• PROBLEM:
Look through the lines below and extract any with the word "unset".

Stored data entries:
::::::::::
PR #40, opened 2016-08-18
Added PluginClientBuilder

Nyholm:
| Q | A |
| --- | --- |
| Bug fix? | no |
| New feature? | yes |
| BC breaks? | no |
| Deprecations? | no |
| Related tickets | related to https://github.com/php-http/HttplugBundle/issues/109 |
| Documentation |  |
| License | MIT |
#### What's in this PR?

This is a plugin builder that could be use to build up a Plugin client. See example usage: https://github.com/Nyholm/php-github-api/blob/plugin-client-builder/lib/Github/Client.php
#### Why?
- If a library builds up the PluginClient manually there is no way for us (HTTPlugBundle) to know what plugins that are used and we cannot show any plugin stack in the web profiler
- We could "risk" having multiple plugin chains which will cause issues when using the cache plugin if a later plugin is rewriting the url. (or any other part of the cache key)
- A pluginClientBuilder will make it easy for the LibraryBundle to integrate the library with Symfony and HTTPlugBundle. 
#### Checklist
#### To Do
- [ ] Clean the code
- [ ] Figure out if the interface is needed
- [ ] Figure out the final interface

This PR needs some work but I wanted to share this code

### DIFF
--- a/src/PluginClientBuilder.php
+++ b/src/PluginClientBuilder.php
@@ -1,0 +1,168 @@
+<?php
+
+namespace Http\Client\Common;
+
+use Http\Client\HttpClient;
+
+/**
+ * A builder that help you build a PluginClient.
+ *
+ * @author Tobias Nyholm <tobias.nyholm@gmail.com>
+ */
+class PluginClientBuilder implements PluginClientBuilderInterface
+{
+    /**
+     * @var Plugin[]
+     */
+    protected $plugins = [];
+
+    /**
+     * @var bool
+     */
+    protected $rebuildClient = true;
+
+    /**
+     * The last created client with the plugins
+     *
+     * @var PluginClient
+     */
+    private $pluginClient;
+
+    /**
+     * The object that sends HTTP messages
+     *
+     * @var HttpClient
+     */
+    private $httpClient;
+
+    /**
+     *
+     * @param HttpClient $httpClient
+     */
+    public function __construct(HttpClient $httpClient = null)
+    {
+        $this->httpClient = $httpClient;
+    }
+
+    /**
+     * Add a new plugin to the end of the plugin chain.
+     *
+     * @param Plugin $plugin
+     */
+    public function addPlugin(Plugin $plugin)
+    {
+        $this->plugins[] = $plugin;
+        $this->rebuildClient = true;
+    }
+
+    /**
+     * Remove a plugin by its fully qualified class name (FQCN).
+     *
+     * @param string $fqcn
+     */
+    public function removePlugin($fqcn)
+    {
+        foreach ($this->plugins as $idx => $plugin) {
+            if ($plugin instanceof $fqcn) {
+                unset($this->plugins[$idx]);
+                $this->rebuildClient = true;
+            }
+        }
+    }
+
+    /**
+     * Alias for removePlugin and addPlugin
+     *
+     * @param Plugin $plugin
+     */
+    public function replacePlugin(Plugin $plugin)
+    {
+        $this->removePlugin(get_class($plugin));
+        $this->addPlugin($plugin);
+    }
+
+    /**
+     * Get all plugins
+     *
+     * @return Plugin[]
+     */
+    public function getPlugins()
+    {
+        return $this->plugins;
+    }
+
+    /**
+     * This will overwrite all existing plugins
+     *
+     * @param Plugin[] $plugins
+     *
+     * @return PluginClientBuilder
+     */
+    public function setPlugins($plugins)
+    {
+        $this->plugins = $plugins;
+        $this->rebuildClient = true;
+    }
+
+    /**
+     * @return PluginClient
+     */
+    public function buildClient()
+    {
+        if (!$this->httpClient) {
+            throw new \RuntimeException('No HTTP client were provided to the PluginBuilder.');
+        }
+
+        if ($this->rebuildClient) {
+            $this->rebuildClient = false;
+            $this->pushBackCachePlugin();
+
+            $this->pluginClient = new PluginClient($this->httpClient, $this->plugins);
+        }
+
+        return $this->pluginClient;
+    }
+
+    /**
+     * @return boolean
+     */
+    public function isModified()
+    {
+        return $this->rebuildClient;
+    }
+
+    /**
+     * @param HttpClient $httpClient
+     */
+    public function setHttpClient(HttpClient $httpClient)
+    {
+        $this->rebuildClient = true;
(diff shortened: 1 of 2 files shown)


src/PluginClientBuilder.php
```diff
@@ -0,0 +1,168 @@
...
+    }
+
+    /**
+     * Make sure to move the cache plugin to the end of the chain
+     */
+    private function pushBackCachePlugin()
+    {
+        $cachePlugin = null;
+        foreach ($this->plugins as $i => $plugin) {
+            if ($plugin instanceof Plugin\CachePlugin) {
```
GrahamCampbell: Might be worth adding an interface plugins can implement to say they need to get pushed back instead of hard coding the cache plugin like this?

src/PluginClientBuilder.php
```diff
@@ -0,0 +1,168 @@
...
+
+    /**
+     * Remove a plugin by its fully qualified class name (FQCN).
+     *
+     * @param string $fqcn
+     */
+    public function removePlugin($fqcn)
+    {
+        foreach ($this->plugins as $idx => $plugin) {
+            if ($plugin instanceof $fqcn) {
```
dbu: are you sure this works? i thought with strings, we need is_subclass_of?

src/PluginClientBuilder.php
```diff
@@ -0,0 +1,168 @@
...
+    }
+
+    /**
+     * Alias for removePlugin and addPlugin
+     *
+     * @param Plugin $plugin
+     */
+    public function replacePlugin(Plugin $plugin)
+    {
+        $this->removePlugin(get_class($plugin));
```
dbu: what if there are several plugins with the same class ? we would remove all of them. not sure if that is a problem. i guess its the fuziness of builder.

we also don't respect the position, which might be more of an issue. could we put the plugin in the position where the one we remove was?

src/PluginClientBuilder.php
sagikazarmark: I am not sure I like the idea. Plugins should not be affected by external configuration logic. Also, there is no guarantee that cache should always be "pushed back".

src/PluginClientBuilder.php
```diff
@@ -0,0 +1,168 @@
...
+     *
+     * @var HttpClient
+     */
+    private $httpClient;
+
+    /**
+     *
+     * @param HttpClient $httpClient
+     */
+    public function __construct(HttpClient $httpClient = null)
```
dbu: why is that optional? this feels wrong if we don't use discovery for it.

src/PluginClientBuilder.php
sagikazarmark: I would rather use append/prependPlugin methods.

src/PluginClientBuilder.php
```diff
@@ -0,0 +1,168 @@
...
+        $this->plugins = $plugins;
+        $this->rebuildClient = true;
+    }
+
+    /**
+     * @return PluginClient
+     */
+    public function buildClient()
+    {
+        if (!$this->httpClient) {
```
dbu: we should make sure in the constructor that this can not happen

src/PluginClientBuilder.php
sagikazarmark: I think it does. You need is_subclass_of when you don't have an instance, just the class name.

src/PluginClientBuilder.php
```diff
@@ -0,0 +1,168 @@
...
+    /**
+     * Make sure to move the cache plugin to the end of the chain
+     */
+    private function pushBackCachePlugin()
+    {
+        $cachePlugin = null;
+        foreach ($this->plugins as $i => $plugin) {
+            if ($plugin instanceof Plugin\CachePlugin) {
+                $cachePlugin = $plugin;
+                unset($this->plugins[$i]);
```
dbu: this could break in some edge cases when people have more than one cache plugin, maybe extending the base class to cache some requests differently. 

if somebody would do the same with RequestMatcherPlugin, the cache would not be moved to the end at all.

Nyholm:
I agree with all your comments. I created this by extracting logic from the KnpGithub client. I'll adapt to your feedback to make this generic.

src/PluginClientBuilder.php
dbu: maybe we should not have this method but have people get the plugins, change the list and set plugins. RequestMatcherPlugin for example is quite likely to be used multiple times.

src/PluginClientBuilder.php
dbu: if we find a way to make replace preserve the order, we would not need this.

src/PluginClientBuilder.php
GrahamCampbell: I agree. I'd say make adding irrevocable.

dbu:
okay, the knp example is a very good illustration where this builder approach works very well.

some braindump trying to figure out what we should do:

in a symfony context, a compiler pass to replace services with other services would be much cleaner, and would allow to leverage the configuration options on httplug bundle. but that would mean you need a way to set up the library without framework, and a different set up for each framework integration.

the thing i don't like on the knp library is that Client is a mix of an api client and a http client builder. your refactoring pushes it even more in that direction. with symfony, we would be able to change the list of plugins in a compiler pass at container build time (aka only on cache rebuild). with the builder in php, instances are created, some potentially only to be discarded later.

is it the idea of that library that you would change the http setup while communicating with github? as dev, i would prefer several client instances if i need different http behaviour for different tasks, like using different credentials. its way to easy otherwise to mix things up and use the wrong settings.

my idea would be that for a frameworkagnostic library, you have a builder (or whatever) that gives you the github client instance, shuffling around plugins. but for symfony, it would make more sense to not use that and have a compiler pass to manipulate the plugins of the client service that is specified in the configuration. this could get hairy when several bundles use the same client, for example the default client, but would be more efficient to instantiate the client, and easier for the user to configure.

dbu:
while preparing the web summer camp tutorial, i had a completely different idea: what if the HttplugBundle would offer a method that accepts a client configuration as the bundle config would do it, and returns a service definition? then a bundle could do its own configuration with extra plugins and whatnot and then add the plugin configuration/services it needs, do custom validation or whatever and still get a properly set up service.

this approach would be specific to symfony - as are bundles in general. for other frameworks, we would need to find an approach suitable for those frameworks. but maybe its better to have framework integration framework specific?

fbourigault:
Since we have #71 and a plan for https://github.com/php-http/HttplugBundle/issues/109, I think we could close this PR.

PR #239, opened 2024-10-23
IR-531: Merge field templates

ushkarev:
- field items do not have individual `name`s in GOV.UK radio or checkbox components (or html), so these have been removed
::::::::::
• RESPONSE TO THIS EXERCISE:
+                unset($this->plugins[$idx]);
+                unset($this->plugins[$i]);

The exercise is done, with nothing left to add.